Неуступ молча кивнул.
– Ну востра, и тут обошла, – восхищённо подосадовал Гуляй. Кажется, он тоже был не прочь взять Светела унотом. Хромец мстительно осведомился: – Не уморишь мальчонку?
Витязи начали смеяться, иные поёживались. Пока Светел гадал, каким образом она могла его уморить, Ильгра по праву наставницы довершила обряд. Застегнула на нём воинский пояс. Чёрной турьей кожи. С отметинами выклепанных блях.
Гуляй развернул плащ, синий в серебряной канители. Трудно было не узнать плащ Крыла, но Светел и о нём сразу забыл. Узрел парные ножны с ремнями – носить за спиной. В ножнах подрёмывали мечи. Такие же, как кольчуга, вещественные, весомые, настоящие. Прочные огнива, потёртые рукояти. Одинаковые, удивительной красы яблоки – коваными сосновыми шишками. И видно, что в наличники вражьи вминались.
Светел сам не приметил, как заново склонился к снежному черепу. Да ещё встал по-воински, на одно левое колено.
– Не осрамишь, знаю, – сурово молвил Гуляй. Вправду голосом дрогнул? помстилось? поди знай! – Ты, хвастун, посягал оберучно злых врагов растинать… Крыло вот умел. Нам на радость, прочим в напужку. Ты каково справишься, поглядим!
Светел принял мечи. Холодные, неведомые, чужие. Ещё принадлежавшие Крылу, не ему. Гуляй мог не честить его хвастунишкой. И так ясно – ничего-то он пока не знал, не умел. Мечи были наверняка старше Светела. Знали о битвах и воинстве куда больше, чем он сумеет постичь до смертного часа. Тому, кто, коснувшись оружия, сразу этого не разумеет, незачем к нему и руки тянуть.

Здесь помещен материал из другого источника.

PR #2248, opened 2026-06-15
fix(server): handle Moonshine directory variants correctly

### LINKED ISSUE #2194: Fix moonshine model sizes
Image

Image

Why does Moonshine-Tiny show 35 MB in the model manager but 206 MB when I download it? Please double check the other two moonshine models as well.

fl0rianr:
## Summary

This fixes  #2194

Moonshine variants resolve to directories such as onnx/tiny, but parts of
the server-side model management logic treated variant paths like single
files. This caused two user-visible issues:

- After downloading Moonshine Tiny Streaming, the UI could show `Size N/A`
  until the server was restarted.
- Deleting a Moonshine variant could fail with a 500 error because the server
  attempted to remove a non-empty directory with fs::remove().

## Changes

- Calculate model size recursively when the resolved variant path is a directory.
- Delete directory-based model variants recursively.
- Update the configured sizes for the Moonshine Streaming variants:
  - Moonshine-Tiny-Streaming
  - Moonshine-Small-Streaming
  - Moonshine-Medium-Streaming

## Validation

- Checked the affected C++ changes for consistency with the existing
  ModelManager flow.
- local C++ build validation and test to verify all three bugs are gone

### DIFF
--- a/src/cpp/resources/server_models.json
+++ b/src/cpp/resources/server_models.json
@@ -1322,7 +1322,7 @@
             "transcription",
             "realtime-transcription"
         ],
-        "size": 0.034
+        "size": 0.202
     },
     "Moonshine-Small-Streaming": {
         "checkpoint": "UsefulSensors/moonshine-streaming:onnx/small",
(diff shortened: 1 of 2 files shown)


Geramy (approved):
Looks correct.

PR #2254, opened 2026-06-15
Fix(cli): Lemonade backends now shows only supported backends . Added --all  option to show all backends.

GabrielReusRodriguez:
On lemonade cli , the `lemonade backends` now shows only the supported backends and recipes.

There is a new option  `lemonade backends --all` to show all available recipes and backends.

### DIFF
--- a/docs/guide/cli.md
+++ b/docs/guide/cli.md
@@ -35,7 +35,7 @@ The `lemonade` CLI is the primary tool for interacting with Lemonade Server from
 |---------------------|-------------------------------------|
 | `status`            | Check if server can be reached. If it is, prints server information. Use `--json` for machine-readable output. |
 | `logs`              | Open server logs in the web UI. |
-| `backends`          | List available recipes and backends. Use `install` or `uninstall` to manage backends. |
+| `backends`          | List supported recipes and backends or list all available recipes and backends with `--all`. Use `install` or `uninstall` to manage backends. |
 | `cloud`             | Manage cloud OpenAI-compatible providers. See command options [below](#options-for-cloud). |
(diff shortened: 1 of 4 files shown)


jeremyfowers:
Should this be the default? As cross-vendor support grows the list is getting really long.

How would you feel about inverting the feature to be supported-only by default and add a `--all` to display both supported and unsupported?

GabrielReusRodriguez:
Hi!

I also think that it is better filtering the unsupported backends by default because i think the  hardware config does not change usually, so without filter,  you are seeing the same unsuppoted backends  again and again.

I did the changes. 

image

image

image

fl0rianr (commented):
Thanks for updating this to supported-only by default with `--all` for the full list. The direction looks good.

One edge case before approval: recipe.backends.empty() still prints an unsupported row even when show_all == false. Since the new default is meant to hide unsupported entries, recipes with no backend definitions should probably only be printed under `--all`.

Could you also update docs/guide/cli.md and the PR description to reflect the final behavior (`lemonade backends` = supported only, `lemonade backends --all` = full list)?

GabrielReusRodriguez:
Sure, let me review your feedback   and  I'll do the changes :)

GabrielReusRodriguez:
Hello again,

I pushed the changes. Let me know If more changes are necessary.

Thank you very much for your review :)

fl0rianr (approved):
Thanks for the update - LGTM from my side.

One small non-blocking nit: the PR description still mentions "--supported"; it would be nice to update that to the final behavior (`lemonade backends` by default, `lemonade backends --all` for the full list).

GabrielReusRodriguez:
Ouch!!

I changed the title but I forgot the description.

I have changed it,  and now you can see the new description without --supported.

Светел краем глаза уловил справа движение. Повернулся… второе колено само ткнулось в белую твердь. Воевода Сеггар протягивал ему самое главное. Такое, отчего на время померкли даже мечи.
Кожаный коробок. Когда-то расписной, ныне грустный, поблёкший. Внутри стукнуло, отозвалось… Долгим, тоскливым гулом певчего дерева, разлучённого с песнями.
Гусли Крыла!
Светел задохнулся, глаза обожгло.
Воевода Сеггар долго молчал. Смотрел на кожаный тиснёный узор. То ли прощался, то ли здоровался.
– Кончилось сиротство, – глухо выговорил он наконец и отдал Светелу короб.
Костёр с шорохом обрушился внутрь себя. Искры понеслись огненной стаей, дырявя белое покрывало тащихи. Ильгра держала шлем воеводы, наполненный брагой. Витязи подходили один за другим, каждый в очередь колол себе руку, ронял в братский напиток капельку крови.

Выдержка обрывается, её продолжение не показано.